Even worse, the LLM will never tell you it doesn't know the answer, or that what you're trying to do is not possible, but will happily produce correct-looking code. It's not until you actually try it that you will notice an error, at which point you either go into a reprompt-retry loop, or just go read the source documentation. At least that one won't gaslight you with wrong examples (most of the time).

There are workarounds to this, and there are coding assistants that actually automate this step for you, and try to automatically run the code and debug it if something goes wrong, but that's an engineering solution to an AI problem, and something that doesn't work when using the model directly.

> Worst case failure? You've spent a couple minutes to find you need to spend a lot of time reading through the docs to do you one off thing yourself still.
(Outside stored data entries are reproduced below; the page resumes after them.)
Issue #326, opened 2016-05-12
No rzmq binary for R 3.3.* or 3.4.*


richierocks:
When following the installation instructions, [here](https://irkernel.github.io/installation/) under the current R release, 3.3.0 or R-devel (which has version 3.4.0), no `rzmq` binary is found.

```{r}
install.packages('rzmq', repos = 'http://irkernel.github.io')
## Warning in install.packages :
##   cannot open URL 'http://irkernel.github.io/bin/windows/contrib/3.3/PACKAGES.gz': HTTP status was '404 Not Found'
```

Installing from source fails for me, but installing the binary under R-3.2.5 works.

Related: https://github.com/IRkernel/IRkernel/issues/298

janschulz:
Please don't use that anymore, just use the devtools version as in #327 until we have everything on CRAN... Sorry for the inconvenience...

PR #327, opened 2016-05-12
Change install instructions to devtools

janschulz:
The old instructions were still pointing to the rzmq package which we do not use
anymore and we didn't update our own repo with the latest versions.

This should "fix" issues like https://github.com/IRkernel/IRkernel/issues/326 by not pointing to our old repo...

### DIFF
--- a/README.md
+++ b/README.md
@@ -12,12 +12,14 @@ For detailed requirements and install instructions see [irkernel.github.io](http
 
 ## Installation
 
-We provide Windows and Mac OS X binary packages of all the needed packages:
+We are currently in the process of submitting our packages to CRAN. Until then, you can install via the `devtools` package:
 
-```r
-install.packages(c('repr', 'IRkernel', 'IRdisplay'),
-                 repos = c('http://irkernel.github.io/', getOption('repos')))
-IRkernel::installspec()
+```R
+install.packages(c('pbdZMQ', 'repr', 'devtools')) # repr is already on CRAN
+# devtools::install_github('irkernel/repr') # or get the latest repr from master
+devtools::install_github('irkernel/IRdisplay')
+devtools::install_github('irkernel/IRkernel')
+IRkernel::installspec() # to register the kernel in the current R installation
 ```
 
 Per default `IRkernel::installspec()` will install a kernel with the name “ir” and a
@@ -27,10 +29,10 @@ by supplying a `name` and `displayname` argument to the `installspec()` call (Yo
 install these packages in all interpreters you want to run as a jupyter kernel!):
 
 ```r
+# in R 3.3
+IRkernel::installspec(name = 'ir33', displayname = 'R 3.3')
 # in R 3.2
 IRkernel::installspec(name = 'ir32', displayname = 'R 3.2')
-# in R 3.1
-IRkernel::installspec(name = 'ir31', displayname = 'R 3.1')
 ```
 
 Now both R versions are available as an R kernel in the notebook.
@@ -48,7 +50,7 @@ If you have Jupyter installed, you can create a notebook using IRkernel from the
 You can also start other interfaces with an R kernel:
 
 ```bash
-# “ir” is the kernel name installed by the above 'IRkernel::installspec()'
+# 'ir' is the kernel name installed by the above 'IRkernel::installspec()'
 # change if you used a different name!
 jupyter qtconsole --kernel=ir
 jupyter console --kernel=ir


README.md
```diff
@@ -48,7 +50,7 @@ If you have Jupyter installed, you can create a notebook using IRkernel from the
 You can also start other interfaces with an R kernel:
 
 ```bash
-# “ir” is the kernel name installed by the above 'IRkernel::installspec()'
```
janschulz: No unicode in code...

README.md
```diff
@@ -12,12 +12,14 @@ For detailed requirements and install instructions see [irkernel.github.io](http
 
 ## Installation
 
-We provide Windows and Mac OS X binary packages of all the needed packages:
-
-```r
-install.packages(c('repr', 'IRkernel', 'IRdisplay'),
-                 repos = c('http://irkernel.github.io/', getOption('repos')))
-IRkernel::installspec()
+We are currently in the process to submit our packages to CRAN. Until then, you can install via devtools:
```
takluyver: 'in the process of submitting'

takluyver:
Other than that thing with the wording, looks fine to me.

janschulz:
Updated

takluyver:
OK, we'll give @flying-sheep a couple of hours to see this and IRkernel/irkernel.github.io#29, but I'm happy.

README.md
flying-sheep: oh, come ON!

janschulz: Sorry, I've so many C&P problems due to non-ascii chars in code examples, I'm firmly in the camp of not writing any unicode chars if I don't have to...

Yes, I'm on windows...

flying-sheep: do i understand correctly that pasting a *comment* with non-ASCII characters into a command line or notebook can cause issues of some type?

if so: WTF

if not: pls revert hunk

takluyver: I think that's probably fair enough with code samples. This is a bit of a corner case because it's a comment, but someone may still copy and paste the whole block, and I don't think smart quotes are that important. If it was someone's name with a non-ascii character in, I'd take it more seriously, but let's not waste time worrying about quotes.

flying-sheep: it’s a comment.

if a comment causes problems i want to know this or future reference.

if it doesn’t this change makes no sense and can be reverted.

takluyver: I don't know about R's unicode support, but in Python 2, using a non-ascii character in a source file without the encoding magic comment is a syntax error. In Python 3, it works so long as the file is saved in UTF-8, which may not be the default in all editors, especially on Windows. So there's clearly the potential for non-ascii characters to break stuff.

janschulz: I don't think it was a comment, but usually stupid webpages which had some JS part which replaced all quotes with smartquotes. But since then I associate smartquotes in code (including comments) with errors and more work and it feels kind of "dirty" (instead of your "beauty") and unprefoessional seeing them in source code parts. As if someone had programmed in MS word...

Beauty is in the eye of the beholder....

janschulz: BTW:

```R
>>> "# “ir” is"
"# ir is"
```
[In the notebook]

flying-sheep: “smart” means inserting them or is used as contrast to “dumb” (typewriter) quotes.

in fact they’re *real* quotes and typewriter quotes were originally a hack because typewriters were technically limited.

today, [the typographic standard is to use curly quotes for quoted phrases in text](http://practicaltypography.com/straight-and-curly-quotes.html) (citations, …). as a convention, backticks often get used for code, inside and out of markdown. and finally, typewriter quotes mean *string*. i.e. a piece of textual data.

so i hope you can shed your conditioning that the mistakes of bad tools imprinted on you, and come to appreciate good typography in time.

> BTW:
> 
> ```R
> >>> "# “ir” is"
> "# ir is"
> ```
> 
> [In the notebook]

sure, because you pasted it as string. string encoding in R on windows is fucked up, i know. if you’d have pasted it as comment, nothing would have happened because comments don’t get interpreted.

janschulz: And another FU stuff:

```
λ git slog
635a865 Add packageIQR repr
[...]
a27c12e don<E2><80><99>t double escape latex list names
```

flying-sheep: what terminal emulator do you use? cmd, cmder or powershell? what git distribution? what locale?

one of them is buggy and doesn’t support unicode, as the commit message is obviously fine: a27c12e51b24e87f91127bd11f668934bb211b7a

janschulz: I use cmder and `chcp 65001`. In this case it seems to be `less` which is to blame:
```
c:\data\external\R\repr (packageIQR)
λ git slog
2b62d01 Add packageIQR repr
[...]
a27c12e don<E2><80><99>t double escape latex list names

c:\data\external\R\repr (packageIQR)
λ git slog > test.txt # all is good and UTF8

c:\data\external\R\repr (packageIQR)
λ git slog |grep a27c12e
a27c12e don’t double escape latex list names

c:\data\external\R\repr (packageIQR)
λ git slog |grep a27c12e |less
a27c12e don<E2><80><99>t double escape latex list names
(END)

c:\data\external\R\repr (packageIQR)
λ git slog |grep a27c12e |more
Nicht genügend Arbeitsspeicher.
grep: write error
```

The last is the worst, because windows `more` refuses to run when `chcp 65001`...

flying-sheep: well, it’s 2016, unicode is 12 years old and projects are still using cp-something encodings instead of UTF-8. that’s just a wildly anachronistic environment you’re dealing with.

It's not a couple of minutes, though. How do you know you've reached the limit of what the LLM can do, vs. not using the right prompt, or giving enough context? The answer always looks to be _almost_ there, so I'm always hopeful I can get it to produce the correct output. I've spent hours of my day in aggregate coaxing the LLM for the right answer. I want to rely on it precisely because I want to avoid looking at the documentation—which sometimes may not even exist or be good enough, otherwise it's back to trawling the web and SO. If I knew the LLM would waste my time, I could've done that from the beginning.

But I do appreciate that the output sometimes guides me in the right direction, or gives me ideas that I didn't have before. It's just that the thought of relying on this workflow to build fully-fledged apps seems completely counterproductive to me, but some folks seem to be doing this, so more power to them.